Johnny flushed. ‘She don’t mind.’

‘What ‘bout your dad, then?’

‘He’s not my dad.’

‘What ‘bout your real dad? What’s he say?’ The flush deepened. ‘Or don’t you know where he is? Never mind,’ Paula relentlessly continued, folding the towels. ‘You’re the same as me, you are. Neither of us got dads. D’you know your real dad’s name?’

Johnny shook his head dumbly. His mum never talked about his real dad.

‘Me neither,’ said Paula, cheerfully. ‘Still, I’m better off than you. I got me mum’s name, I en’t got no stupid man’s.’

Don Giovanni, still defiant, was being dragged down to Hell when Mr Golightly returned with Johnny, whose sensation at hearing his employer’s voice at Paula’s door had been profound relief. His first thought on entering the parlour at Spring Cottage was to see if he could catch the tune of what
he was hearing. Yup – he thought he had it – definitely the last number, which was easy once you’d got it in your ear.

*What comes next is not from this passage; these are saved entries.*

PR #484, opened 2017-04-18
Add maker field 'after', fixes #393

### LINKED ISSUE #393: New Maker dropdown label: After
For fine art cataloging where work is a copy of a known artist by an unknown one. The term is from Getty and ARLIS cataloging standards, but there's no predicate that corresponds, so mint our own?

hackmastera:


hackmastera:
It would be nice to switch and use Rails.configuration.makers in some of these places.

jrochkind:
I'm not familiar with `Rails.configuration.makers`, that's something we added locally, or a part of sufia, or other?

app/assets/javascripts/edit_metadata.js
```diff
@@ -20,6 +21,7 @@ chf.autocompletes = chf.autocompletes || {
   generic_work_place_of_publication: '/authorities/search/assign_fast/all',
   generic_work_place_of_creation: '/authorities/search/assign_fast/all',
   batch_edit_item_subject: '/authorities/search/assign_fast/all',
+  batch_edit_item_after:          '/authorities/search/assign_fast/all',
   batch_edit_item_artist:          '/authorities/search/assign_fast/all',
   batch_edit_item_author:          '/authorities/search/assign_fast/all',
   generic_work_addressee:          '/authorities/search/assign_fast/all',
```
jrochkind: Huh, i would not have known about this file, good to know! 

By autocompleting from 'assign_fast/all', does that mean someone _could_ autocomplete a subject as a creator/maker?

hackmastera: yes. There's not currently a way to query both personal and corporate names without querying the whole FAST vocabulary.

hackmastera:
`Rails.configuration.makers` would just pull from here https://github.com/chemheritage/chf-sufia/blob/master/config/application.rb#L41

‘Johnny,’ said Ellen, who had risen from the sofa, ‘I’m sorry to trouble you but I wonder, could you tell me where we can find your mother?’

Gratitude at escaping Paula’s inquisition and the restorative effects of Mozart’s harmonies softened Johnny’s usual defences. He shot an enquiring look at Mr Golightly, who nodded reassuringly.

‘Might do. Why?’ Johnny said.

The house was dark when Wolford returned to Foxgloves, but his sixth sense told him it was not unoccupied. Jackson’s ladder was lying along the wall of the bungalow. If there was any trouble he could always invent an intruder on the roof.

Wolford, for all his bulk, was a light mover. He was careful as he mounted the ladder and walked quietly across the roof to the window which looked inside. But it was too dark to see anything.

Lights were on next door at Spring Cottage. The white horse the woman had been so funny about was cantering round the field behind the garden. Wolford liked horses. As a child, he had ridden on the moor and he’d had thoughts of joining the mounted police. He stowed away the ladder and stood in Ellen Thomas’s garden, beneath the pear tree
where the green fruit was beginning to form, watching the horse pass soundlessly before him in the oblique light of the risen moon.